Taiwan MPs brawl over opening universities to China

Author: 
Reuters
Publication Date: 
Tue, 2010-05-11 23:40

Admission of up to 2,000 top students per year from China, which claims sovereignty over self-ruled Taiwan, should help build people-to-people relations after decades of limited contact, the island's Education Ministry said.
But the bill that finally received approval in parliament late on Monday, after legislators grabbed one another's arms and necks, following larger brawls over the same issue earlier in the year, could raise the admissions bar locally and send Taiwan students to offshore schools, hurting competitiveness, lawmakers say.
"The Chinese mainland will attract our best students, meaning Taiwan's educational industry will go bankrupt and unemployment will rise," legislator Tsai Huang-lang said.
Huang's opposition party had suggested earlier that the opening to Chinese students would further impact local jobs if it led to a broader recognition of China's educational certificates in Taiwan, local media said.
Much of Taiwan's public is already worried about China's impact on the $390 billion Taiwan economy after the two sides signed a free trade-style deal in June, a potential risk to the China-friendly government in a bellwether local election year.

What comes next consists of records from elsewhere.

PR #170, opened 2021-11-19
delete keyword with confirmation modal

wittejm:
delete_confirm_modal

Extracted the edit confirmation popover content to reuse here.

This currently has the issue that double-clicking the delete-confirmation will throw an error because the second delete attempt fails. I'd like to catch the error in the backend and return success=false in the response, but when I tried wrapping the delete service function in try/catch, that seemed to have no effect and the error is still thrown. I don't see any other examples where our graphql mutations catch errors to return nicer failures. I also tried wrapping the mutation call in the frontend in try/catch and that had no effect either.  @cainlevy maybe you could take a look at this with me?


src/components/Settings/KeywordManagementSettings.tsx
```diff
@@ -26,6 +28,8 @@ const KeywordManagementSettings = (props: Props) => {
   const [filteredKeywords, setFilteredKeywords] = useState<MessageKeyword[]>(data ? data.facility.keywords : []);
   const [isAddingNewKeyword, setIsAddingNewKeyword] = useState(false);
   const [editingKeyword, setEditingKeyword] = useState<MessageKeyword>();
+  const [deletingKeyword, setDeletingKeyword] = useState<MessageKeyword>();
+  const [deleteKeywordMutation] = useMutation(DeleteLocalMessageKeywordDocument);
```
cainlevy, line 32: i just realized that i've seen @gabrielsaruhashi send actions like this all the way up to the page component. @gabrielsaruhashi is that our pattern? does it also apply to data fetching with `useQuery`?

cainlevy (approved):

PR #173, opened 2021-11-23
Disable submit/confirm buttons on click

wittejm:
To prevent double-click errors.


src/components/Settings/AddEditKeywordModal.tsx
```diff
@@ -26,6 +26,7 @@ const AddEditKeywordModal = ({
   const [spellings, setSpellings] = useState(keyword?.spellings?.join(", ") || "");
   const [category, setCategory] = useState(keyword?.category);
   const [confirmEditVisible, setConfirmEditVisible] = useState(false);
+  const [saveButtonDisabled, setSaveButtonDisabled] = useState(false);
```
gabrielsaruhashi, line 29: im pretty sure useMutation returns this information.
Have you checked the documentation?

gabrielsaruhashi: https://www.apollographql.com/docs/react/data/mutations/#executing-a-mutation

gabrielsaruhashi: You don't need to track this independently

src/components/Settings/ConfirmOverride.tsx
```diff
@@ -15,18 +15,26 @@ const ConfirmOverride = ({
...
+}: Props) => {
+  const [confirmButtonDisabled, setConfirmButtonDisabled] = useState(false);
+  return (
+    <div className="flex" style={{ maxWidth }}>
+      <InfoCircleFilled className="pt-3 pr-3" style={{ color: "#FAAD14", verticalAlign: 'middle' }} />
+      <div>
+        You're about to override an action taken by {previousEditorFullName}. Would you like to continue?
+        <Divider />
+        <div className="flex gap-2">
+          <Button style={{ "marginLeft": "auto" }} onClick={onClickNo}>No</Button>
```
gabrielsaruhashi, line 27: We prefer using tailwind whenever possible. 
className="ml-auto"

src/components/Settings/ConfirmOverride.tsx
```diff
@@ -15,18 +15,26 @@ const ConfirmOverride = ({
...
-      <Divider />
-      <div className="flex gap-2">
-        <Button style={{ "marginLeft": "auto" }} onClick={onClickNo}>No</Button>
-        <Button type="primary" htmlType="submit"
-          onClick={onClickYes} >Yes</Button>
+}: Props) => {
+  const [confirmButtonDisabled, setConfirmButtonDisabled] = useState(false);
+  return (
+    <div className="flex" style={{ maxWidth }}>
+      <InfoCircleFilled className="pt-3 pr-3" style={{ color: "#FAAD14", verticalAlign: 'middle' }} />
```
gabrielsaruhashi, line 22: tailwind? 
Tailwind has a 100-900 color system as well

gabrielsaruhashi (changes requested):

cainlevy:
Some day I hope we invest in components that make it easier to remember things like this. For example, we could create some Button wrapper that requires us to pass a `loading: boolean` prop.

src/components/Settings/ConfirmOverride.tsx
wittejm: The color here "Calendula Gold / 6" doesn't have a match in Tailwind. Approximate with ~Amber 600  or stick with the design?

src/components/Settings/ConfirmOverride.tsx
```diff
@@ -8,25 +8,33 @@ interface Props {
...
-      You're about to override an action taken by {previousEditorFullName}. Would you like to continue?
-      <Divider />
-      <div className="flex gap-2">
-        <Button style={{ "marginLeft": "auto" }} onClick={onClickNo}>No</Button>
-        <Button type="primary" htmlType="submit"
-          onClick={onClickYes} >Yes</Button>
+  disabled
+}: Props) => {
+  return (
+    <div className="flex" style={{ maxWidth }}>
```
wittejm, line 22: I think I want to stick with `style={{}}` here because the tailwind smallest maxWidth is too big.

gabrielsaruhashi: makes sense -

gabrielsaruhashi: curious about why we need the max width - is that to make sure we wrap the text in case the previousEditorFullName is long?

gabrielsaruhashi: If ye it might make sense to just pick a fixed size in rem?
e.g "w-48"

gabrielsaruhashi (approved):

src/components/Settings/ConfirmOverride.tsx
wittejm: It's just really small as a popover to confirm an edit and larger as a modal to confirm a delete. There's actually no reason to use maxWidth over width, and that's cool, I didn't realize width rem could be anything using tailwind.

PR #176, opened 2021-11-24
DOC emessaging features only present if hasMessaging=true

wittejm:
The change I made in commit 3 saves a single line and looks kind of cute but I'm not sure if it's an abuse of the `!` operator.


src/components/Menu/Menu.tsx
```diff
@@ -132,7 +132,7 @@ export default function Menu({
             Meeting Requests
             <Badge count={callRequestsCount} />
           </AntdMenu.Item>
-          {featureEnabled("EMESSAGING") && (
+          {featureEnabled("EMESSAGING") && selected.hasMessaging && (
```
gabrielsaruhashi, line 135: This works for now!

Should we just move it to a util perhaps that takes the facility as a param in case we ever change the implementation / representation of messaging?

I think in the long run we might want to consider using a react hook that returns all the services that are available for that facility

src/pages/MessageReviewPage.tsx
```diff
@@ -141,48 +142,50 @@ const MessageReviewPage = (props: Props) => {
     [];
 
   return (
```
gabrielsaruhashi, line 144: Instead of doing it here, we probably want to do this at the Route-level. I had done something similar with a feature flag, @cainlevy mentioned doing at the router level is generally enough

That'd require some refactoring potentially given how we declare routes right now, so im fine with this as a stepping stone

src/components/Menu/Menu.tsx
wittejm: I think a util function might look like `facilityHasFeature(facility, feature)` but we don't currently have support for any other customizable features-- it's something talked about only generally so far AFAIK. When we do build that generalization of features probably including an enum of feature names, then I think that's a good time to write that util function and refactor these flags, rather than try to future-proof these flags now. 

Or maybe that's what you meant by "This works for now" and everything you said is a suggestion for later?  :slightly_smiling_face:

src/pages/MessageReviewPage.tsx
```diff
@@ -141,48 +142,50 @@ const MessageReviewPage = (props: Props) => {
     [];
```
gabrielsaruhashi, line 143: could we please just do 
if (!facilityhasMessaging) return <Redirect to={{ pathname: "/" }} />

I personally feel this is more readable that the long ternary operator

gabrielsaruhashi (approved):

src/components/Menu/Menu.tsx
cainlevy: I was going to suggest that we remove `featureEnabled(...)` and rely on the entity flag.

The future of feature flags is server controlled, anyway. This is just a permanent version.

cainlevy (commented):
Note that we have to enforce this bit in the backend as well, in all relevant mutations. Would you make sure that has a ticket?

wittejm:
Getting rid of the featureEnabled flag meant making the message-review route always present and relying entirely on the conditional <Redirect> element. Does that seem ok for now?

PR #177, opened 2021-11-25
replaced feature flag with hasMessaging boolean

lspdrz:


gabrielsaruhashi:
@lspdrz merging this in because it's throwing errors in main

gabrielsaruhashi (approved):

src/components/Profile/Connections/ConnectionItem.tsx
```diff
@@ -92,6 +91,8 @@ const ConnectionItem: React.FC<Props> = ({ connection, type, onUpdate }) => {
   const { loading, error, data } = useQuery(GetConnectionConnectionRestrictionsDocument, {
     variables: { id: connection.id || "" },
   });
+  const { hasMessaging: facilityhasMessaging } = useAppSelector((state) => state.facilities.selected!);
```
gabrielsaruhashi, line 94: im a little torn because only higher-level containers and HOCs should have access to the redux store. This is technically an anti-pattern in redux

gabrielsaruhashi (changes requested):
actually, @lspdrz I'll refactor this. 
It's generally considered bad practice to connect child components to store.
I'll create a custom hook for this

PR #178, opened 2021-11-26
react hook for facility features

gabrielsaruhashi:
## Description
It's generally considered an anti-pattern in redux to have child components connect to the global state.

Only higher-level containers and HOCs should have such access.

Having a dedicated hooks that decides whether or not a facility has a given feature seems like the more scalable way to build this out. This can contain more complicated logic in case we move away from a simple boolean feature flag in the entity model.


lspdrz (approved):

cainlevy (approved):
> It's generally considered an anti-pattern in redux to have child components connect to the global state.

does this mean:

a) files in src/components should not select from redux
b) files in src/components should not select from global UI state (like the currently selected facility)?

PR #180, opened 2021-11-30
adjusted copy for cancellation reasons

gabrielsaruhashi:


gabrielsaruhashi:
merging this one in as it's a simple copy change :)

PR #183, opened 2021-12-01
connection restriction modal

lspdrz:
Do not merge until https://github.com/Ameelio/connect-api-nest/pull/541 is merged and deployed


src/graphql/DeleteConnectionRestriction.graphql
```diff
@@ -0,0 +1,7 @@
+mutation DeleteConnectionRestriction(
+  $input: DeleteConnectionRestrictionInput!
+) {
+  deleteConnectionRestriction(input: $input) {
+    success
```
gabrielsaruhashi, line 5: You grab the ID of the connection restriction here so that you can update the cache.
@cainlevy as this is a delete, I imagine he doesn't need the complete record right. ID suffices to avoid a 2nd query

src/graphql/CreateConnectionRestriction.graphql
```diff
@@ -0,0 +1,17 @@
+mutation CreateConnectionRestriction(
+  $input: CreateConnectionRestrictionInput!
+) {
+  createConnectionRestriction(input: $input) {
+    connectionRestriction {
```
gabrielsaruhashi, line 5: seems like connection restriction is used in a couple of places
let's create a fragment to avoid duplication?

src/graphql/UpdateConnectionRestriction.graphql
```diff
@@ -0,0 +1,12 @@
+mutation UpdateConnectionRestriction(
+  $input: UpdateConnectionRestrictionInput!
+) {
+  updateConnectionRestriction(input: $input) {
+    connectionRestriction {
+      id
```
gabrielsaruhashi, line 6: would use the fragment here as well

src/components/Modals/EditPermissionsModal/EditPermissionsModal.tsx
```diff
@@ -0,0 +1,206 @@
...
+                                connectionRestrictionId: restriction.id,
+                                expiresAt,
+                                reason
+                            }
+                        }
+                    }
+                )
+            }
+        } else {
+            if (isEditing) {
```
wittejm, line 105: When does this conditional evaluate to false?

lspdrz: Whenever a DOC user opens the modal but doesn't actually start adding a new permission. And yeah, I think it will

src/graphql/DeleteConnectionRestriction.graphql
lspdrz: That would require a backend change, which I'm happy to do, but sort of goes against the pattern Jordan and I sort of silently established with the deletes.

For this particular case, I'll already have the connectionRestriction id (it's in the restriction prop passed down) so I don't think I'll have to query for it from graphql

lspdrz: Similar to how Jordan does on line 31 of KeywordManagementSettings.tsx

src/components/Modals/EditPermissionsModal/EditPermissionsModal.tsx
```diff
@@ -0,0 +1,206 @@
...
+                    reason: restriction?.reason || ""
+                }}
+            >
+                <Row className="flex justify-between">
+                    <Row>
+                        <InmateCell inmate={inmate}/>
+                        {` & `}
+                        <ContactCell contact={contact}/>
+                    </Row>
+                    <Switch defaultChecked={!isEditing} onChange={() => setIsEditing(!isEditing)} />
```
cainlevy, line 147: i'm finding it challenging to understand the `isEditing` boolean and all of the ways this modal gets used.

- `isEditing` starts with `!!restriction` and changes with this toggle
- if you open the dialog on an unrestricted permission, you are not editing. this switch is on.
- if you open the dialog on a restricted permission, you are editing. the switch is off. if you switch it off, then submitting will trigger a delete.

okay the behavior makes sense when i type it out, it just takes some effort. i wonder if it's a naming thing? 🤔

cainlevy (approved):
this is a trickier modal than i've seen in a while, with the three blended edit modes

wittejm (approved):

lspdrz:
> this is a trickier modal than i've seen in a while, with the three blended edit modes

Haha yeah but the logic's a little fun

PR #184, opened 2021-12-05
calls bug fix

lspdrz:
DO NOT MERGE UNTIL https://github.com/Ameelio/connect-doc-client/pull/184 is merged and deployed

[sc-1329]

Fixes the calls and visits tables on the Visitor and Inmate pages to include _all_ calls for that visitor/inmate. Previously only calls within the current month were showing.

image
Screen Shot 2021-12-06 at 23 56 04


src/utils/Message.ts
```diff
@@ -17,7 +17,7 @@ export function getMessageStatusLabel(status: MessageStatus) {
 }
 
 export function getMessageSenderType(message: TMessageItem) {
-  return message.senderId === message.connection.inmate.malanId
+  return message.sender.id === message.connection.inmate.malanId
```
wittejm, line 20: We can get the type name directly now, like so:
https://github.com/Ameelio/pathways-client/blob/37d692bef1eeea88a54d2f60fd39d7813367cd30/src/utils/Message.ts#L20

wittejm (approved):

src/graphql/GetInmate.graphql
```diff
@@ -0,0 +1,26 @@
+query GetInmate($inmateId: ID!) {
+  inmate(id: $inmateId) {
+    ...InmateFragment
+    connections {
+      inmate {
+        ...InmateFragment
+      }
```
cainlevy, line 7: do you mean `visitor` here? we already have the inmate by id.

src/graphql/fragments/MeetingFragment.graphql
```diff
@@ -0,0 +1,59 @@
...
+    }
+    group {
+      id
+    }
+    callQuota
+    visitQuota
+    malanId
+    needsApproval
+    needsMonitor
+  }
```
cainlevy, line 45: do these need to be here? the queries that use MeetingFragment specify `visitors` and `inmates` separately.

src/graphql/fragments/MeetingFragment.graphql
```diff
@@ -0,0 +1,59 @@
...
+  kiosk {
+    id
+    name
+    description
+    enabled
+    group {
+      id
+    }
+    meetingType
+  }
```
cainlevy, line 16: the queries that use MeetingFragment may prefer to decide for themselves if they want `kiosk { ... }`.

src/pages/ContactPage.tsx
```diff
@@ -5,28 +5,35 @@ import { RouteComponentProps } from "react-router";
...
-  const visits = useIPVisits({ contactId: match.params.id });
-  const { loading, error, data } = useQuery(GetVisitorWithRestrictionsDocument, {
+  const { loading, error, data } = useQuery(GetVisitorDocument, {
     variables: { visitorId: match.params.id },
   });
+  const meetingEdges = data?.visitor.meetings.edges
+  const calls: Call[] = []
+  const visits: Visit[] = []
+
+  meetingEdges?.map(edge => {
```
cainlevy, line 33: looks like a `forEach`

src/utils/graphqlConversions.ts
```diff
@@ -0,0 +1,138 @@
...
+import { MeetingType as GraphqlMeetingType } from "src/api/graphql";
+import { MeetingType } from "src/typings/Common";
+import { GetVisitorQuery } from "src/graphql/GetVisitor.generated";
+
+type GraphqlMeeting =
+  | GetInmateQuery["inmate"]["meetings"]["edges"][0]["node"]
+  | GetVisitorQuery["visitor"]["meetings"]["edges"][0]["node"];
+
+const graphQlMeetingStatusToMeetingStatus = (status: GraphqlMeetingStatus) => {
+  const statuses = {
```
cainlevy, line 13: to ensure completeness:

```suggestion
  const statuses: Record<GraphqlMeetingStatus, MeetingStatus> = {
```

src/utils/graphqlConversions.ts
```diff
@@ -0,0 +1,138 @@
...
+    [GraphqlMeetingStatus.Terminated]: "terminated",
+    [GraphqlMeetingStatus.Live]: "live",
+  };
+  return statuses[status] as MeetingStatus;
+};
+
+const graphQlMeetingTypeToMeetingType = (
+  meetingType: GraphqlMeetingType
+): MeetingType => {
+  const types = {
```
cainlevy, line 29:
```suggestion
  const types: Record<GraphqlMeetingType, MeetingType> = {
```

cainlevy (approved):
transitions like this will get messier before they get cleaner. this looks as expected!

src/utils/Message.ts
lspdrz: Ok cool, I'm gonna take care of this in another PR. Only reason I changed here is because it was breaking DOC client

src/graphql/fragments/MeetingFragment.graphql
lspdrz: Good point. Changing

src/graphql/fragments/MeetingFragment.graphql
lspdrz: Agreed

The new rules, which face two more parliamentary reviews but are unlikely to change course, are expected to draw a massive Chinese applicant pool for the 2011 academic year as China and Taiwan share a language and are just 160 km apart.
An inflow of students would complement recent momentum on both sides since 2008 to open trade links and would advance Beijing's agenda of bringing the two sides closer culturally, part of its long-term goal of political unification.
China has claimed Taiwan since the end of the Chinese civil war in 1949 and has vowed to bring the island under its rule, by force if necessary.